On average, speakers demonstrated an asymmetry in the treatment of monosyllables, preferring faithful plurals for monosyllabic items and alternating [o/ø] plurals for polysyllabic ones (3.5 vs. 4.3 on the 1–7 scale). In addition, they preferred faithful plurals with [ε] and alternating plurals with [a] (2.7 vs. 4.4); this comparison simply reflects the distribution based on vowel quality found in the lexicon. Both of these effects can be seen in Fig. 3, where error bars show 95 % confidence intervals. Figure 3 also shows an interaction: the monosyllabicity effect is much stronger for [a] than it is for [ε]. The difference between [j]-final and [l]-final items was overall rather small (3.6 vs. 4.0). The raw results are available at http://becker.phonologist.org/projects/FrenchPortuguese/.
Fig. 3

Experiment 1: French nonce monosyllables protected from alternations (n = 185)

To assess the statistical strength of these effects, a mixed-effects linear regression model was fitted using the lmer function from the lme4 package (Bates and Maechler 2013) in R, with rating of the alternation as the dependent variable.7 The following predictors were used: monosyllabic, a binary predictor that contrasted monosyllables and polysyllables, vowel, a binary predictor that contrasted [a] with [ε], and consonant, a binary predictor that contrasted [l] with [j]. A fully crossed model is reported in Table 2.8 The model confirms that alternations are significantly dispreferred with monosyllables (negative β) and significantly preferred with [a] relative to [ε], just as expected based on the lexicon (Sect. 2).
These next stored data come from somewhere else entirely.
PR #120, opened 2017-12-09
Minor restructuring

kevinsung:
- Made the function for diagonalizing quadratic Hamiltonians a method of QuadraticHamiltonian, renamed it `diagonalizing_bogoliubov_transform`, and updated its description.
- Moved the function `majorana_operator` to `ops/_fermion_operator.py` and exposed it to users.
- Minor changes to QuadraticHamiltonian and Slater determinant preparation code.
- Edited the description of `get_sparse_operator`.


src/openfermion/utils/_slater_determinants_test.py
```diff
@@ -448,26 +441,11 @@ def test_bad_input(self):
...
-
-    Returns:
-        QuadraticHamiltonian
-    """
-    constant = numpy.random.randn()
-    chemical_potential = numpy.random.randn()
-    hermitian_mat = random_hermitian_matrix(n_qubits, real)
-    if conserves_particle_number:
-        antisymmetric_mat = None
+def random_unitary_matrix(n, real=False):
```
babbush: I wonder if this should go in a more general module. Perhaps somewhere else in utils? Because this clearly has nothing to do with Slater determinants, per se, and could be useful in other contexts. Otherwise the PR is good to go.

kevinsung: I had similar thoughts when I wrote the other functions that generate random objects for testing, too. I don't think they fit in any file that already exists. What if we put them in a new module called something like `utils/testing_utils.py`?

babbush: That sounds fine to me. There is also a function in "performance_benchmarks.py" (in examples) called "artificial_molecular_operator" which could probably go in such a module. I think the docs still reference MolecularOperator (so perhaps that should also be updated). Feel free to rename that as you see fit.

babbush: Actually, you might consider putting this in tests/testing_utils.py. I don't feel strongly though.

babbush:
Also, do you have any idea why it now says "docs failing?" I sort of assume this is a mistake as they seem to be fine...

kevinsung:
Weird, it does not say "docs failing" when I view the GitHub page. Anyway, I noticed some Sphinx warnings and fixed them, perhaps that will resolve the issue.

I put the testing functions in `tests/_testing_utils.py`.

babbush:
Try reloading the page with shift, command, R or opening incognito. The reason you likely don't see it is because of caching.

kevinsung:
You're right, it says "docs failing" for me now too. Perhaps it's due to the Sphinx warnings that I fix here? If it's not I'll look into it further.

By the way I moved the test functions to `utils`. To keep it in `tests` I think we would have to add an `__init__.py` there to satisfy Python 2.7 and I'm not sure that's appropriate.

PR #123, opened 2017-12-13
Improved documentation of Hamiltonian models, fix bug in spinless Hubbard model

kevinsung:
- Edited the documentation of the Hubbard and mean-field models and moved them from the module header to the actual function so it shows up in the online documentation.
- Fixed what seems to be a bug in the spinless Hubbard model in which the chemical and magnetic potentials aren't added as described in the model description.


babbush:
@kevinsung Can you push a trivial change to this? I am not sure why it isn't running on Travis but maybe if you make a change it will run.

babbush:
@dabacon do you have insight about what might be going on here? It's been two days and Travis hasn't started on this PR.

Strilanc:
I accidentally fixed the checks not having run when I created a test PR with the same commits and travis did trigger against it. I guess it groups across PR boundaries by commit id.

Anyways, that means the only remaining issue is the CLA check being unable to verify author consent.

Issue #100, opened 2017-11-02
Higher dimensional Jordan-Wigner transform


babbush:
Explained in [this 2005 paper](https://arxiv.org/abs/cond-mat/0508353) by Verstraete and Cirac, it is possible to transform local fermion Hamiltonians on a lattice in D dimensions into local spin Hamiltonians on a lattice in D dimensions. Myself and others I've spoken with recently, including @dabacon, would love to play around with this mapping. So it would be great to have it implemented in OpenFermion. This project would be a great introduction to OpenFermion but requires that one has enough physics background to get through the paper.

kevinsung:
I implemented the transformation on 2-d square grids with an even number of columns. However, I can still think of some things to do:
- Extend to an odd number of columns (this is straightforward and explained in the paper).
- It would be great if we could check that the ground state decomposes as a tensor product, but I don't know how to do this. I don't think it works to check that the qubit state vector is a tensor product, since the tensor product structure of the Hilbert space of qubits is different from that of the Hilbert space of fermionic modes.
- The general idea of the transform is to multiply some operators by stabilizer operators to to cancel out Jordan-Wigner strings. Right now, I only handle quadratic operators corresponding to vertical edges, as described in the paper. I haven't thought about whether it's necessary to handle other operators, and how we would do so.
- My implementation works only for spinless models. I think the way to handle spin varies depending on the particular interactions between orbitals of different spin which are present in the Hamiltonian we want to transform, so this might be a little complicated.
- It would be cool to generalize to different 2-d lattice geometries and also higher dimensions.
- I use one particular graph for the auxiliary Hamiltonian, corresponding to Fig. 2a in the paper, but other auxiliary graphs are possible, and we may want to explore them.

PR #126, opened 2017-12-16
Verstraete-Cirac transform on 2-d grid

kevinsung:

### DIFF
--- a/src/openfermion/transforms/_verstraete_cirac_test.py
+++ b/src/openfermion/transforms/_verstraete_cirac_test.py
@@ -58,10 +58,6 @@ class VerstraeteCirac2dSquareGroundStateTest(unittest.TestCase):
         self.assertAlmostEqual(self.transformed_ground_energy,
                                self.ferm_op_ground_energy)
 
-    def test_ground_state(self):
-        """Test that the ground state is a tensor product state between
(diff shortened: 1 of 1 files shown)


src/openfermion/transforms/_verstraete_cirac.py
```diff
@@ -0,0 +1,278 @@
...
+from openfermion.transforms import jordan_wigner
+
+
+def verstraete_cirac_2d_square(operator, x_dimension, y_dimension,
+                               add_auxiliary_hamiltonian=True,
+                               snake=False):
+    """Apply the Verstraete-Cirac transform on a 2-d square lattice.
+
+    Currently only spinless models are supported. Furthermore, x_dimension
+    should be even.
```
idk3: Consider a NotImplementedError if x_dimension and y_dimension are odd :)

babbush:
It seems that the problem with Travis running was not a fluke. @Strilanc fixed it last time but by some accident essentially. Craig, do you have any ideas what might be going on? Is it possible there is a problem with Kevin's fork and that he copy this PR, delete his fork, refork and resubmit the PR? Or is the problem definitely on our side?

kevinsung:
I deleted my fork and re-forked and made another pull request.

PR #127, opened 2017-12-17
Verstraete-Cirac transform on 2-d grid

kevinsung:


babbush:
Something is broken with Travis. We will get to the bottom of this early next week.
@dabacon @Strilanc there is definitely a problem with Travis. It is no longer running automatically and there is no obvious way to force it to start.

babbush:
Please try one more time. This time, try making a trivial change to the travis.yml file. Like add an extra line or something.

PR #129, opened 2017-12-18
Test to get travis to trigger

dabacon:
Testing travis ci.


babbush:
So why isn't it working from Kevin's fork? He submitted that PR twice, once after deleting his fork and reforking.

PR #138, opened 2017-12-20
pep8 fixes

idk3:
Main errors involve E126: continuation line over-indented for hanging indent


idk3:
@babbush @kevinsung this PR is ~600 lines of fixes mostly linked to PEP8 E126 (continuation line over-indented for hanging indent) from some of your PRs - please be careful with this one! :P

kevinsung:
My pep8 doesn't catch those, and in the documentation [here](http://pycodestyle.pycqa.org/en/latest/intro.html#error-codes) it says
> In the default configuration, the checks E121, E123, E126, E133, E226, E241, E242, E704 and W503 are ignored because they are not rules unanimously accepted, and PEP 8 does not enforce them.

PR #139, opened 2017-12-21
Improve documentation and hide a helper function

kevinsung:
- Made some additions and changes to documentation.
- Removed the function `get_sparse_polynomial_tensor` from `__init__.py`, since it appears to be only a helper function. I also renamed it to `polynomial_tensor_sparse`. Actually, it seems to fit more in `utils/sparse_tools.py`, but it uses `get_fermion_sparse` which would cause a circular dependency.
- Removed some unnecessary code from `get_sparse_operator`.


babbush:
Looks like Travis is no longer having problems.

src/openfermion/transforms/_verstraete_cirac.py
```diff
@@ -26,8 +26,12 @@ def verstraete_cirac_2d_square(operator, x_dimension, y_dimension,
                                snake=False):
     """Apply the Verstraete-Cirac transform on a 2-d square lattice.
 
-    Currently only spinless models are supported. Furthermore, x_dimension
-    should be even.
+    Note that this transformation adds one auxiliary fermionic mode
+    for each mode already present, and hence it doubles the number of qubits
+    needed to represent the system.
+
+    Currently only supports even values of x_dimension and only works
```
idk3: To be clear, odd y_dimension is also not supported, right?

src/openfermion/utils/_sparse_tools.py
```diff
@@ -69,7 +69,7 @@ def jordan_wigner_ladder_sparse(n_qubits, tensor_factor, ladder_type):
         n_qubits(int): Number qubits in the system Hilbert space.
 
     Returns:
-        The corresponding SparseOperator.
+        The corresponding Scipy sparse matrix.
```
idk3: Very good to catch these, looks like the rest of us have missed it for a long time :P

src/openfermion/transforms/_verstraete_cirac.py
kevinsung: Actually, odd y_dimension is supported! It has to do with the way the auxiliary graph is constructed.

PR #140, opened 2017-12-21
Allow "from openfermion import *"

kevinsung:
I don't know if this would be controversial or if this is the best way to achieve this. But when I'm messing around with Jupyter notebooks or on IPython sometimes I find I want to say `from openfermion import *` or `import openfermion`. Of course I would _never_ do such a thing when actually writing a contribution.


idk3:
+1, this could be very useful. Especially with some of the rearrangements we're still making it could be difficult for a user to keep track of where different things are.

PR #600, opened 2020-05-28
Erpa

ncrubin:
Implements the ERPA equations.  Generates the non-symmetric eigenvalue problem and uses geev from scipy.lapack to solve the matrix pencil.

Here's the erpa equations with a 2-RDM generated from a Hartree-Fock 1-RDM.  We recover the results from the RPA implementation in pyscf. 

Screen Shot 2020-05-27 at 10 12 53 PM


ncrubin:
@bsenjean may be interested in this.

PR #609, opened 2020-06-29
Added build_api_docs.py script

MichaelBroughton:
Puts `api_docs` build script similar to the ones in Cirq, copied from TFQ. @lamberta I've tested this locally and it should be good to go to be iterated on.

### DIFF
--- a/dev_tools/docs/build_api_docs.py
+++ b/dev_tools/docs/build_api_docs.py
@@ -1,0 +1,63 @@
+# Copyright 2020 The OpenFermion Authors. All Rights Reserved.
+#
+# Licensed under the Apache License, Version 2.0 (the "License");
+# you may not use this file except in compliance with the License.
+# You may obtain a copy of the License at
+#
+#     http://www.apache.org/licenses/LICENSE-2.0
+#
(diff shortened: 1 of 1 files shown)


dev_tools/docs/build_api_docs.py
```diff
@@ -0,0 +1,63 @@
...
+from tensorflow_docs.api_generator import doc_controls
+from tensorflow_docs.api_generator import generate_lib
+from tensorflow_docs.api_generator import public_api
+
+import openfermion as of
+
+flags.DEFINE_string("output_dir", "/tmp/of_api", "Where to output the docs")
+
+flags.DEFINE_string("code_url_prefix",
+                    ("https://github.com/quantumlib/openfermion/tree/master/src"
```
lamberta, line 30: not sure it makes a difference, but `docs_to_devsite --preview` is case-sensitive for the repo name ("OpenFermion")

MichaelBroughton: Updated the link to be: https://github.com/quantumlib/OpenFermion/tree/master/src/openfermion . The url uses camel case whereas `src/openfermion` is all lower case.

PR #621, opened 2020-07-23
Givens rotations always insert

obriente:
Adding a flag that allows the user to force all Givens rotations (including trivial rotations) to be inserted. This can be important when processing data from multiple NISQ circuits, as otherwise the changing circuit length can make the signal hard to resolve.


ncrubin:
@obriente FYI we are holding PRs until this the reorg PR is in. This will make updates easier.  hopefully, the reorg PR will be in today.  Sorry for the short delay

obriente:
Oh, good point - lemme close this and wait for the reorg.

PR #622, opened 2020-07-24
Givens rotation always insert

obriente:
Adds option to keep trivial gates in Givens rotation circuit - useful in NISQ for circuit stability.


obriente:
Whoops, just noticed that I'd left a print statement in the reorg pull request. I've removed it here.

PR #625, opened 2020-07-27
QubitOperator to PauliSum translator

xabomon:
This PR contains the functions to translate from QubitOperator to PauliSum.

From the re-organization of the repository it was not clear to me where this functionality should go. I created a new folder `openfermion.circuits.translator` for it, but feel free to suggest a more suitable place.

Previously, this PR was approved in https://github.com/quantumlib/OpenFermion-Cirq/pull/396


xabomon:
ATM Cirq is not found when running pytest, should I do anything from my side about this?

ncrubin:
@xabomon testing setup happens by installing requirements.txt.  cirq isn't in there yet and your PR doesn't add it.  I think adding a cirq dependency to the requirements.txt will solve this issue.

xabomon:
Hi @ncrubin ,

correct me if I'm wrong: adding Cirq to the requirements.txt file implies that Cirq is then needed to install OF.

I recall some discussion in the OF sync if making OF dependent of Cirq was a good idea. Unfortunately I had to miss a couple of these meetings and I'm not sure what's the status of this. Unless someone disagrees I will add Cirq to requirements.

Best,

ncrubin:
@xabomon Adding cirq to requirements is fine.  We are moving towards having OF depend on Cirq.

obriente:
Thanks for putting this PR together Xavi.

I'm not sure the extra folder is needed, as I can't think of anything else that would go in there. Perhaps either openfermion.circuits, or openfermion.transforms.opconversions - @ncrubin , any suggestions?

xabomon:
Hi Tom,

I'm totally open to suggestions on where to place this module.

obriente:
Yeah, this is pretty much my thought process as well. I think opconversions is probably the most appropriate place to put it to be honest, if we say 'everything that depends on cirq should go in circuits', why not ensure that scipy.sparse.linalg is only found in linalg? Shift it there, and I'll do a once-over.

src/openfermion/transforms/opconversions/qubitoperator_to_paulisum.py
```diff
@@ -0,0 +1,61 @@
...
+
+def qubit_operator_to_pauli_sum(operator: QubitOperator,
+                                qubits: Optional[Sequence[cirq.Qid]] = None
+                               ) -> cirq.PauliSum:
+    """
+    Convert QubitOperator to a sum of PauliString.
+
+    Args:
+        operator (QubitOperator): operator to convert.
+        qubits (List): Optional list of qubit names.
```
obriente, line 43: Add a mention of what this defaults to when left empty.

PR #643, opened 2020-08-09
Add option to launch tutorials in Colab

### LINKED ISSUE #628: Colab instead of Binder?
I've been thinking about a unified way of running notebooks easily in Cirq as well as OpenFermion. I saw the binder link - initially I liked it but then I opened it and it takes way too long to bring up the container (5+ minutes). 

What do you think about using Colab? 

https://colab.research.google.com/github/quantumlib/OpenFermion

It is much faster - but you'll need a Google account as soon as you want to run anything. 
Also you'll need to add in all notebooks the `!pip install openfermion` command at the beginning with clear instructions that it's only for colab.

ncrubin:
Updated readme and all notebooks now install openfermion from
first cell if in the colab env.

Resolves #628


ncrubin:
bump @balopat

README.rst
```diff
@@ -20,10 +20,10 @@ Hamiltonians. For more information, see our
     :target: https://badge.fury.io/py/openfermion
 
 
-Run the interactive Jupyter Notebooks on MyBinder:
+Run the interactive Jupyter Notebooks in Colab_ or MyBinder_:
```
kevinsung, line 23: Why the trailing underscores _? Also, the links don't work for me.

balopat:
Awesome!

PR #647, opened 2020-08-12
OpenFermion-Cirq merge: Tutorials

kevinsung:
This PR adds the tutorials from OpenFermion-Cirq, except for the deprecated Tutorial 4 on variational algorithms.


kevinsung:
The naming scheme "tutorial_#" doesn't make sense anymore because there are additional tutorials in OpenFermion that don't follow the numbering scheme. These 3 tutorials are related so they are numbered separately.

PR #652, opened 2020-08-20
Symm cons keywords

philipp-q:
This PR addresses an issue, that appears when using the symmetry_conserving_bravyi_kitaev transformation on operators acting only on a subset of qubits of the whole Hamiltonian (e.g. when one wants to determine the entries of the 2-RDM). This may not be very useful on certain systems (e.g. 2 fermions, 4 orbitals), as the transformation does not yield any benefit, but allows broader application.

Fixed by simple addition of 2 keywords in src/openfermion/transforms/opconversions/remove_symmetry_qubits.py + added a test with a dummy operator.

(A similar issue appears with the BKSF transformation, but would require deeper changes)


philipp-q:
@googlebot I signed it!

googlebot <notifications@github.com> schrieb am Do., 20. Aug. 2020, 11:23:

PR #664, opened 2020-09-18
Add coefficients to SymbolicOperator/PolynomialTensor classes as constant terms

obriente:
This PR adds the functionality to add coefficients to the SymbolicOperator/PolynomialTensor class - in particular by adding them to the constant term.

It also implements __radd__ and __rsub__ for both classes.

This allows to use the sum command to sum a list of SymbolicOperators/PolynomialTensors, which makes the construction of some operators a bit more pythonic. I think this usage of adding a coefficient is also unambiguous, though perhaps people might disagree?


obriente:
Closing PR to fix commit history.

PR #814, opened 2023-04-19
Change two_body.dtype comparison from numpy.float to numpy.float64 in DiagonalCoulombOperator

fdmalone:
numpy.float was deprecated in v1.24.0. Replace comparison with numpy.float64 instead. This is causing CI to fail in #813.


fdmalone:
CI now seems to be regressing due to an issue with scipy.linalg that crops up past 1.10

fdmalone:
Closing this in favour of #816 as we need both changes for CI to succeed.

PR #817, opened 2023-04-27
Apply suggestions from CommonTypos checker

pavoljuhas:
No change in code function.


pavoljuhas:
@fdmalone - can you PTAL?

fdmalone:
LGTM. As an aside we should probably be testing the notebooks similar to cirq.

fdmalone (approved):

PR #818, opened 2023-05-23
Use pip-compile for CI dependencies

mpharrigan:
1. factor requirements into their own, specific input `deps/thing.txt` files
2. pip-compile pinned versions to `thing.env.txt`
3. use pinned environments for CI
4. drop `cirq-google` as a dependency since it's not a dependency. 
5. bump ci to python 3.10


fdmalone (approved):
LGTM

PR #822, opened 2023-06-20
[PBC Resources Estimates 2/4] Add Integral Factorization Helpers

fdmalone:
Part 2 of #821. Here we add utility classes to store the factorized integrals for later consumption by pyscf coupled cluster classes and / or resource estimation.


fdmalone:
@mpharrigan ptal when you get a chance

src/openfermion/resource_estimates/pbc/thc/factorizations/thc_jax.py
```diff
@@ -63,23 +63,23 @@ def load_thc_factors(chkfile_name: str) -> KPointTHC:
     xi = None
     with h5py.File(chkfile_name, "r") as fh5:
         chi = fh5["chi"][:]
-        G_mapping = fh5["G_mapping"][:]
-        num_kpts = G_mapping.shape[0]
+        g_mapping = fh5["g_mapping"][:]
```
mpharrigan, line 66: how was this ever working?

fdmalone: I think this was some merge issue where I lowercased everything which was previously uppercase.

mpharrigan: so the lowercase hdf5 string is correct? it would be nice if this sort of thing was covered by a test

mpharrigan (approved):

Issue #825, opened 2023-07-22
Resource estimation code not tested as part of the CI


fdmalone:
Both the molecular and (soon-to-be-merged) pbc resource estimation code is not tested through the CI, largely because there are some external dependencies (pyscf, btas,). I think we should enable these as part of the CI, possibly only run if the resource estimation code is touched. An alternative would be to migrate these to open-fermion pyscf or similar.

Either way, tracking if the upsteam dependencies don't break things is important.

PR #828, opened 2023-08-01
Enable testing for resource estimates

fdmalone:
Previously the resource estimation code was not being tested as part of the CI (#825) . This PR enables it, I've marked a few tests as slow and will open an issue to track the fact that one dependency (btas/pybtas) doesn't have any tests. I think we should add a weekly workflow which will run the slow tests and run a yet to be written pybtas unit test.

I'm only testing the resource estimate code for linux and mac as I don't think pyscf works on windows.


.github/workflows/ci.yml
```diff
@@ -71,6 +71,29 @@ jobs:
       - name: Pytest check
         run: check/pytest
         shell: bash
+  pytest_resource_estimates:
+    name: Pytest Resource Estimates
+    runs-on: ${{ matrix.os }}
+    strategy:
+      matrix:
+        # On each operating system, check latest version of python and cirq
```
mpharrigan, line 79: remove these comments, as I think they were copy pasted from other jobs but aren't accurate here

.github/workflows/ci.yml
```diff
@@ -71,6 +71,29 @@ jobs:
...
+        os: [ubuntu-latest, macos-latest]
+        python-version: [ '3.10' ]
+        cirq-version: [ '~=1.0' ]
+        # Also check least-supported versions (linux only)
```
mpharrigan, line 83: remove this comment

src/openfermion/resource_estimates/__init__.py
```diff
@@ -10,10 +9,10 @@
...
-#coverage: ignore
-import pytest
 
 try:
+    import jax
     import pyscf
-except ImportError:
-    pytest.skip('Need pyscf for resource estimates', allow_module_level=True)
+    HAVE_DEPS_FOR_RESOURCE_ESTIMATES = True
+except ModuleNotFoundError:
```
mpharrigan, line 17: what's the difference between `ImportError` and `ModuleNotFoundError`? I usually use import error for this. Is one a subclass of another?

src/openfermion/resource_estimates/__init__.py
```diff
@@ -10,10 +9,10 @@
...
+    HAVE_DEPS_FOR_RESOURCE_ESTIMATES = False
```
mpharrigan, line 18: should we re-raise the exception with a helpful error message? presumably if these imports fail something else will give a weird error message when you actually go and try to use any of the functionality

check/pytest
```diff
@@ -19,15 +19,21 @@ cd "$(git rev-parse --show-toplevel)"
...
+        RESOURCE_ESTIMATES=1
     else
         PYTEST_ARGS+=("${arg}")
     fi
 done
 
-if [ -z "${ACTUALLY_QUIET}" ]; then
+
+if [ "${RESOURCE_ESTIMATES}" -eq 1 ]; then
+    pytest -c dev_tools/conf/pytest.ini -m "not slow" "${PYTEST_ARGS[@]}" src/openfermion/resource_estimates
```
mpharrigan, line 35: Doesn't pytest just go through all the source files and run anything that looks like a test? If I run pytest *without* the `--resource-estimates` flag ... won't it run the resource estimation tests anyways.

Please provide an alternative rationale if you have one: but I would think that we would always tell pytest to try to test all the test files it can and your mechanism of skipping tests if the dependencies aren't installed will just cause those to be skipped if the dependencies aren't installed. That is -- instead of relying on this flag we just rely on the precense of the dependencies.

If you *do* want a flag: the behavior I would expect is a sort of tri-state logic: If resource estimates are disabled, never run the tests regardless of presence of dependencies. If it's "auto" (the default) run the tests if the dependencies exist, otherwise they will be skipped with your skipping mechanism. If it's set to "on": always try to run the tests and treat the skips as failures.

This probably isn't worth the effort, so I'd just remove the flag and always use the "auto" behavior I've described

src/openfermion/resource_estimates/__init__.py
fdmalone: I think ModuleNotFoundError is designed to catch a narrower set of errors (can't find the module), if the module is there but there's another error raised when importing it it would raise an ImportError. So I guess ImportError will catch a wider range of issues with the two dependencies.

check/pytest
fdmalone: good point. I was having some difficulty passing literal quotes through to check/pytest (-m "not slow")

src/openfermion/resource_estimates/__init__.py
fdmalone: I don't think so, wouldn't this cause an import error (pytest will error rather than skip the tests)

check/pytest
fdmalone: Fixed this "$@" vs $@

fdmalone:
@mpharrigan PTAL

src/openfermion/resource_estimates/__init__.py
mpharrigan: ah good point. Maybe print out a message if you think that could be helpful?

check/pytest
```diff
@@ -19,7 +19,7 @@ cd "$(git rev-parse --show-toplevel)"
 
 PYTEST_ARGS=()
 ACTUALLY_QUIET=""
-for arg in $@; do
+for arg in "$@"; do
```
mpharrigan, line 22: why is this changed? are you sure?

mpharrigan:
the output from the ci job looks like the desired tests aren't being run (??)

```
Run check/pytest -m 'not slow' src/openfermion/resource_estimates
============================= test session starts ==============================
platform linux -- Python 3.10.12, pytest-[7](https://github.com/quantumlib/OpenFermion/actions/runs/5735347442/job/15542949189?pr=828#step:5:8).3.1, pluggy-1.0.0
rootdir: /home/runner/work/OpenFermion/OpenFermion/dev_tools/conf
configfile: pytest.ini
plugins: cov-4.0.0, asyncio-0.21.0, xdist-3.3.1
asyncio: mode=strict
collected 25 items / 7 deselected / 1[8](https://github.com/quantumlib/OpenFermion/actions/runs/5735347442/job/15542949189?pr=828#step:5:9) selected

dev_tools/conf/utils_test.py .....                                       [ 27%]
dev_tools/conf/df/compute_cost_df_test.py ..                             [ 38%]
dev_tools/conf/df/compute_lambda_df_test.py .                            [ 44%]
dev_tools/conf/sf/compute_cost_sf_test.py ..                             [ 55%]
dev_tools/conf/sf/compute_lambda_sf_test.py .                            [ 61%]
dev_tools/conf/sparse/costing_sparse_test.py ..                          [ 72%]
dev_tools/conf/thc/compute_cost_thc_test.py ..                           [ 83%]
dev_tools/conf/thc/compute_lambda_thc_test.py .                          [ 88%]
dev_tools/conf/thc/spacetime_test.py ..                                  [[10](https://github.com/quantumlib/OpenFermion/actions/runs/5735347442/job/15542949189?pr=828#step:5:11)0%]

=============================== warnings summary ===============================
```

mpharrigan:
or is that a weird artifact of the runner? those test files aren't in `dev_tools/conf` and are indeed the correct tests

mpharrigan (dismissed):

check/pytest
fdmalone: $@ splits quoted args on whitespace so the option `-m "not slow"` gets converted to '-m' 'not' 'slow', rather than '-m' 'not slow'. At least I couldn't figure out how to pass in quoted args otherwise. Happy to be schooled on bash though

fdmalone:
very odd, I have no idea why it's giving those paths...

fdmalone:
Maybe to do with pytest saying the root_dir is dev_tools/conf, maybe I used the wrong command to specify the pytest.ini file.

mpharrigan:
maybe that grep expression is doing something weird

fdmalone:
Nah the grep is quieting the output I think. I needed to pass --rootdir through to pytest, somehow specifying the pytest.ini file sets the rootdir to where the ini file is (dev_tools/conf). Should be fixed now.

mpharrigan (approved):
still lgtm. Do reviews get disqualified if you post another commit? We should make that not happen

fdmalone:
Seems like it needed a re-review. Thanks!

PR #829, opened 2023-08-04
Use docker to pin dependencies

mpharrigan:


.github/workflows/ci.yml
```diff
@@ -40,56 +39,59 @@ jobs:
...
     name: Pytest
     runs-on: ${{ matrix.os }}
     strategy:
       matrix:
-        # On each operating system, check latest version of python and cirq
         os: [ ubuntu-latest, macos-latest, windows-latest ]
-        python-version: [ '3.10' ]
-        cirq-version: [ '~=1.0' ]
-        # Also check least-supported versions (linux only)
-        include:
```
fdmalone, line 57: What's the minimum python version we support now?

dev_tools/requirements/re-pip-compile-in-docker.sh
```diff
@@ -0,0 +1,35 @@
...
+#  See the License for the specific language governing permissions and
+#  limitations under the License.
+
+set -ex
+
+# https://stackoverflow.com/q/59895
+SCRIPT_DIR="$(cd -- "$(dirname -- "${BASH_SOURCE[0]}")" &>/dev/null && pwd)"
+readonly SCRIPT_DIR
+
+# We use docker to run the actual `pip-compile` command because its
```
fdmalone, line 23: What is the workflow for regenerating new requirement files now? Should we run this script on our local machine and add?

fdmalone (changes requested):
More of a discussion question, but it looks like we're moving to only testing python3.10, which seems fine, should we add 3.9 / 3.11?

fdmalone:
But yeah, this is generally a much simpler way of managing environments.

.github/workflows/ci.yml
mpharrigan: Instead of abusing the strategy matrix, I moved the "least supported" test to a new job `pytest-minimum`. There, I bumped the minimum python version for shady reasons:

 - The "minimum" environment uses cirq 0.15, which supports python 3.8 so we could run the job on python 3.8
 - however, the way the job works is first you install the full, modern, pinned environment which requires python 3.9 because cirq 1.2 requires python 3.9
 - After the full environment, we install the older version of cirq. But that step would fail with the old python

The "correct" fix would be to pin a minimal environment. The correct way to do this would be to have another Dockerfile that uses python 3.8

dev_tools/requirements/re-pip-compile-in-docker.sh
mpharrigan: If you run `re-pip-compile-in-docker.sh` on a workstation with docker installed, it should just work :tm:

You can also run the python script outside of docker but its output may vary depending on the environment you run it from

mpharrigan:
ok, for better or for worse I have changed my pip-compile driver script to be able to support multiple "platforms" where each platform is a collection of environment (pinned requirement) files. Within a platform they're all consistent. 

So here: the default `envs/` directory has all the normal stuff with the latest cirq whereas `max_compat/` envs all have cirq constrained to be 1.0.0

furthermore: the python version of the docker image is now parameterized so we generate the `envs/` default envs on python 3.10 and the `max_compat/` envs on python 3.8

.github/workflows/ci.yml
mpharrigan: I have unbumped the minimum python version by doing a correct fix

fdmalone:
@mpharrigan is this good to go?

mpharrigan:
Sorry, I'll have to revisit this and give it the once-over to make sure it's good to go

fdmalone:
I need to regenerate as in #843 for black. I'll close #843 in favour of this.

fdmalone (approved):

fdmalone:
Assuming the macos runners are down for the moment.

A significant interaction shows that the effect of monosyllabicity is stronger with [a]. The difference between [l] and [j] came out as a weak trend, suggesting that the two consonants may be equally deletable.
Table 2

Experiment 1: Preference for alternating plurals on a 1–7 scale in French nonce words. Positive β reflects more alternation

 

β

SE(β)

t

p-Valuea

(Intercept)

3.90

.10

40.84

 

monosyllabic

−.83

.13

−6.41

<.001

vowel = [a]

1.67

.14

12.23

<.001

consonant=[l]

.06

.13

.47

>.1

monosyllabic:vowel

−.60

.24

−2.53

<.05

monosyllabic:consonant

−.35

.22

−1.56

>.1

vowel:consonant

.25

.25

1.02

>.1

monosyllabic:vowel:consonant

.58

.48

1.21

>.1

aExact p-values could not be obtained with lme4 or pvals.fnc, due to current disagreement in the community about the best way to calculate them. We used the normal approximation to estimate p-values, i.e. we assumed infinite degrees of freedom and used p-values from the z distribution

3.1.5 Discussion

The experiment confirms that speakers have access to the lexical trends that we described in Sect. 2, and that they extend these trends from the real words of their language to novel words. We will show in Sect. 3.4 that the lexical predictions are strongly correlated with the experimental results. In particular, speakers prefer the alternation in polysyllabic words, keeping monosyllables relatively protected.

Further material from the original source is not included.